- [Try it]: Nothing may be dropped. Retype the whole listing exactly.

Excerpted records below:

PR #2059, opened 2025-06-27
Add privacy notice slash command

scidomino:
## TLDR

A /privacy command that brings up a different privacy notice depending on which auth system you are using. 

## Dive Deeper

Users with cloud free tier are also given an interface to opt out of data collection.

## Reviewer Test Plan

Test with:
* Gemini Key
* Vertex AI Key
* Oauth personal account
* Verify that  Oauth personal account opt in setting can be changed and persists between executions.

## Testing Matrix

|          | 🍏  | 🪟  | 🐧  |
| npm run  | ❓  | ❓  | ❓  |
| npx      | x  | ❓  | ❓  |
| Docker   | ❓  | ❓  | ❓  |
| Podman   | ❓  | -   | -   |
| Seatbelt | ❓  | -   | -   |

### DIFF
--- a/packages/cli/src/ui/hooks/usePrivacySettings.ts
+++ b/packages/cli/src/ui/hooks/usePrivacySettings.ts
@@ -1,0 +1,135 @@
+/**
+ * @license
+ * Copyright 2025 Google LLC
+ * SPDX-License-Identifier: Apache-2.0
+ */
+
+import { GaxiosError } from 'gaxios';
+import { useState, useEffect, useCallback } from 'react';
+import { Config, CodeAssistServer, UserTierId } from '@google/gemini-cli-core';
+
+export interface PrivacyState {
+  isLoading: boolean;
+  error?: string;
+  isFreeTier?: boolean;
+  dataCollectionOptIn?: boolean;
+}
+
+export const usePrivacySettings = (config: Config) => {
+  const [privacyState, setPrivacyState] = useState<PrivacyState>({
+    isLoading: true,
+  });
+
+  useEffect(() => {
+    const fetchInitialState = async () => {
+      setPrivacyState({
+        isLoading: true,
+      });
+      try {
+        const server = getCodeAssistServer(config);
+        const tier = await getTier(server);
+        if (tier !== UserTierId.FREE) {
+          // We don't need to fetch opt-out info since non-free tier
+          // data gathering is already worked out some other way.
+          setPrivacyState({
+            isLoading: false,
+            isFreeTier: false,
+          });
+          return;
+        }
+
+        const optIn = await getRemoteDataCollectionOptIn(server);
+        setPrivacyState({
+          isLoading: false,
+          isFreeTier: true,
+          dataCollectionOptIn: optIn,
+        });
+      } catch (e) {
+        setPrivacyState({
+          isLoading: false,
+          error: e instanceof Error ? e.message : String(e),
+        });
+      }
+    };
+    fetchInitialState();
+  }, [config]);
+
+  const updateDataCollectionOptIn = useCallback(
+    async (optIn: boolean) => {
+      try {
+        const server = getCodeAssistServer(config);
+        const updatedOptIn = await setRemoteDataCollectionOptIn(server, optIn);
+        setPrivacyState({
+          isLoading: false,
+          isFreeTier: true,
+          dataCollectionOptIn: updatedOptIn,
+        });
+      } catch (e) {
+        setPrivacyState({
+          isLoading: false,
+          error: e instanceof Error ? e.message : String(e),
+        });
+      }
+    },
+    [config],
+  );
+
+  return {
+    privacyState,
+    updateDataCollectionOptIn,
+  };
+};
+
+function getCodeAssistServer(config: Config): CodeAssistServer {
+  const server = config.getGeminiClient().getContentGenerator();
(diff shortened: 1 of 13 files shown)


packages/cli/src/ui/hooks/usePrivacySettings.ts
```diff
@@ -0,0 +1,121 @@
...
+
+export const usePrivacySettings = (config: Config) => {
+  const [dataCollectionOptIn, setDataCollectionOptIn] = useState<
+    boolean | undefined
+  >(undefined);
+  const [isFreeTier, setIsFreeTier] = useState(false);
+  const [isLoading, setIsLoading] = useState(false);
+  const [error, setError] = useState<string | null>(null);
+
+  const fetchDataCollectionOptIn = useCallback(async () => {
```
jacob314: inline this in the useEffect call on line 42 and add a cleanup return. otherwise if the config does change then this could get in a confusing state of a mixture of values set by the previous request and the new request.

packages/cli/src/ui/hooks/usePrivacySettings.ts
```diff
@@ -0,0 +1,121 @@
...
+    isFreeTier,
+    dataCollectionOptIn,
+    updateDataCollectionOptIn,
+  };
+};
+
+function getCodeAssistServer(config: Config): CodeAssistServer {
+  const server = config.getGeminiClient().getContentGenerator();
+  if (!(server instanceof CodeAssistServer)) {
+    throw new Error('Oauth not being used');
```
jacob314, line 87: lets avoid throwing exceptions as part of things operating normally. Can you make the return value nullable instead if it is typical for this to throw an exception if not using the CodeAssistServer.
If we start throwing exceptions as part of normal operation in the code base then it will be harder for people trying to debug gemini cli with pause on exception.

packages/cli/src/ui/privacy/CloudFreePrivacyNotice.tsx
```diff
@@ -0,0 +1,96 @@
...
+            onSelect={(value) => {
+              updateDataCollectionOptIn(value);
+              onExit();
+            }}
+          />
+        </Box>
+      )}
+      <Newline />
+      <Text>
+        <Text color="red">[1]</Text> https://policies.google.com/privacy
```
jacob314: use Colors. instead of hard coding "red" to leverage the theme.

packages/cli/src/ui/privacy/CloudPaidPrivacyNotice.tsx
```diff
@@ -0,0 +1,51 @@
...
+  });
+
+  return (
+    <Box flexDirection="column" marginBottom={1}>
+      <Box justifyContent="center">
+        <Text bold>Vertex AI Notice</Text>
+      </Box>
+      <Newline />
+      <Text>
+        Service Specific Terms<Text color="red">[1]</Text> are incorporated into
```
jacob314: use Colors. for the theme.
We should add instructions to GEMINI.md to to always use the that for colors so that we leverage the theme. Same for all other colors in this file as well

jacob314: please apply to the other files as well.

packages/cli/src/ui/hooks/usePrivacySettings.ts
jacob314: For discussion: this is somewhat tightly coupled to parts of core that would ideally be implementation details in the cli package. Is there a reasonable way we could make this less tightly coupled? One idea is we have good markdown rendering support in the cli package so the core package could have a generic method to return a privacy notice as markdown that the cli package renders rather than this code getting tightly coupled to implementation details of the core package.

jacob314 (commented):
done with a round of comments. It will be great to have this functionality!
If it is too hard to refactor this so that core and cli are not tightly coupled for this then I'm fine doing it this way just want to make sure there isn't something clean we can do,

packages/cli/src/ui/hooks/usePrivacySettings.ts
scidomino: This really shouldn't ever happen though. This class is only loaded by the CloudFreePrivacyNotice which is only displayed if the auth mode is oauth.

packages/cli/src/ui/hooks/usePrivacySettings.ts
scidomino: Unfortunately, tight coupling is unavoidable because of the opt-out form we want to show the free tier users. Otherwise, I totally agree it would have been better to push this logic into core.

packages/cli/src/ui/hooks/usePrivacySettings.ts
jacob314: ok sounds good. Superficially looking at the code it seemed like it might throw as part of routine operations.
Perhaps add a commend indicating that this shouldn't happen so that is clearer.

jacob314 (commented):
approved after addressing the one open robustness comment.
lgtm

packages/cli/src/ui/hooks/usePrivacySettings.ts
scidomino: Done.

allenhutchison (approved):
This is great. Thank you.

End of Excerpted records.

- [Answer to this task]:
PR #2059, opened 2025-06-27
Add privacy notice slash command

scidomino:
## TLDR

A /privacy command that brings up a different privacy notice depending on which auth system you are using. 

## Dive Deeper

Users with cloud free tier are also given an interface to opt out of data collection.

## Reviewer Test Plan

Test with:
* Gemini Key
* Vertex AI Key
* Oauth personal account
* Verify that  Oauth personal account opt in setting can be changed and persists between executions.

## Testing Matrix

|          | 🍏  | 🪟  | 🐧  |
| npm run  | ❓  | ❓  | ❓  |
| npx      | x  | ❓  | ❓  |
| Docker   | ❓  | ❓  | ❓  |
| Podman   | ❓  | -   | -   |
| Seatbelt | ❓  | -   | -   |

### DIFF
--- a/packages/cli/src/ui/hooks/usePrivacySettings.ts
+++ b/packages/cli/src/ui/hooks/usePrivacySettings.ts
@@ -1,0 +1,135 @@
+/**
+ * @license
+ * Copyright 2025 Google LLC
+ * SPDX-License-Identifier: Apache-2.0
+ */
+
+import { GaxiosError } from 'gaxios';
+import { useState, useEffect, useCallback } from 'react';
+import { Config, CodeAssistServer, UserTierId } from '@google/gemini-cli-core';
+
+export interface PrivacyState {
+  isLoading: boolean;
+  error?: string;
+  isFreeTier?: boolean;
+  dataCollectionOptIn?: boolean;
+}
+
+export const usePrivacySettings = (config: Config) => {
+  const [privacyState, setPrivacyState] = useState<PrivacyState>({
+    isLoading: true,
+  });
+
+  useEffect(() => {
+    const fetchInitialState = async () => {
+      setPrivacyState({
+        isLoading: true,
+      });
+      try {
+        const server = getCodeAssistServer(config);
+        const tier = await getTier(server);
+        if (tier !== UserTierId.FREE) {
+          // We don't need to fetch opt-out info since non-free tier
+          // data gathering is already worked out some other way.
+          setPrivacyState({
+            isLoading: false,
+            isFreeTier: false,
+          });
+          return;
+        }
+
+        const optIn = await getRemoteDataCollectionOptIn(server);
+        setPrivacyState({
+          isLoading: false,
+          isFreeTier: true,
+          dataCollectionOptIn: optIn,
+        });
+      } catch (e) {
+        setPrivacyState({
+          isLoading: false,
+          error: e instanceof Error ? e.message : String(e),
+        });
+      }
+    };
+    fetchInitialState();
+  }, [config]);
+
+  const updateDataCollectionOptIn = useCallback(
+    async (optIn: boolean) => {
+      try {
+        const server = getCodeAssistServer(config);
+        const updatedOptIn = await setRemoteDataCollectionOptIn(server, optIn);
+        setPrivacyState({
+          isLoading: false,
+          isFreeTier: true,
+          dataCollectionOptIn: updatedOptIn,
+        });
+      } catch (e) {
+        setPrivacyState({
+          isLoading: false,
+          error: e instanceof Error ? e.message : String(e),
+        });
+      }
+    },
+    [config],
+  );
+
+  return {
+    privacyState,
+    updateDataCollectionOptIn,
+  };
+};
+
+function getCodeAssistServer(config: Config): CodeAssistServer {
+  const server = config.getGeminiClient().getContentGenerator();
(diff shortened: 1 of 13 files shown)


packages/cli/src/ui/hooks/usePrivacySettings.ts
```diff
@@ -0,0 +1,121 @@
...
+
+export const usePrivacySettings = (config: Config) => {
+  const [dataCollectionOptIn, setDataCollectionOptIn] = useState<
+    boolean | undefined
+  >(undefined);
+  const [isFreeTier, setIsFreeTier] = useState(false);
+  const [isLoading, setIsLoading] = useState(false);
+  const [error, setError] = useState<string | null>(null);
+
+  const fetchDataCollectionOptIn = useCallback(async () => {
```
jacob314: inline this in the useEffect call on line 42 and add a cleanup return. otherwise if the config does change then this could get in a confusing state of a mixture of values set by the previous request and the new request.

packages/cli/src/ui/hooks/usePrivacySettings.ts
```diff
@@ -0,0 +1,121 @@
...
+    isFreeTier,
+    dataCollectionOptIn,
+    updateDataCollectionOptIn,
+  };
+};
+
+function getCodeAssistServer(config: Config): CodeAssistServer {
+  const server = config.getGeminiClient().getContentGenerator();
+  if (!(server instanceof CodeAssistServer)) {
+    throw new Error('Oauth not being used');
```
jacob314, line 87: lets avoid throwing exceptions as part of things operating normally. Can you make the return value nullable instead if it is typical for this to throw an exception if not using the CodeAssistServer.
If we start throwing exceptions as part of normal operation in the code base then it will be harder for people trying to debug gemini cli with pause on exception.

packages/cli/src/ui/privacy/CloudFreePrivacyNotice.tsx
```diff
@@ -0,0 +1,96 @@
...
+            onSelect={(value) => {
+              updateDataCollectionOptIn(value);
+              onExit();
+            }}
+          />
+        </Box>
+      )}
+      <Newline />
+      <Text>
+        <Text color="red">[1]</Text> https://policies.google.com/privacy
```
jacob314: use Colors. instead of hard coding "red" to leverage the theme.

packages/cli/src/ui/privacy/CloudPaidPrivacyNotice.tsx
```diff
@@ -0,0 +1,51 @@
...
+  });
+
+  return (
+    <Box flexDirection="column" marginBottom={1}>
+      <Box justifyContent="center">
+        <Text bold>Vertex AI Notice</Text>
+      </Box>
+      <Newline />
+      <Text>
+        Service Specific Terms<Text color="red">[1]</Text> are incorporated into
```
jacob314: use Colors. for the theme.
We should add instructions to GEMINI.md to to always use the that for colors so that we leverage the theme. Same for all other colors in this file as well

jacob314: please apply to the other files as well.

packages/cli/src/ui/hooks/usePrivacySettings.ts
jacob314: For discussion: this is somewhat tightly coupled to parts of core that would ideally be implementation details in the cli package. Is there a reasonable way we could make this less tightly coupled? One idea is we have good markdown rendering support in the cli package so the core package could have a generic method to return a privacy notice as markdown that the cli package renders rather than this code getting tightly coupled to implementation details of the core package.

jacob314 (commented):
done with a round of comments. It will be great to have this functionality!
If it is too hard to refactor this so that core and cli are not tightly coupled for this then I'm fine doing it this way just want to make sure there isn't something clean we can do,

packages/cli/src/ui/hooks/usePrivacySettings.ts
scidomino: This really shouldn't ever happen though. This class is only loaded by the CloudFreePrivacyNotice which is only displayed if the auth mode is oauth.

packages/cli/src/ui/hooks/usePrivacySettings.ts
scidomino: Unfortunately, tight coupling is unavoidable because of the opt-out form we want to show the free tier users. Otherwise, I totally agree it would have been better to push this logic into core.

packages/cli/src/ui/hooks/usePrivacySettings.ts
jacob314: ok sounds good. Superficially looking at the code it seemed like it might throw as part of routine operations.
Perhaps add a commend indicating that this shouldn't happen so that is clearer.

jacob314 (commented):
approved after addressing the one open robustness comment.
lgtm

packages/cli/src/ui/hooks/usePrivacySettings.ts
scidomino: Done.

allenhutchison (approved):
This is great. Thank you.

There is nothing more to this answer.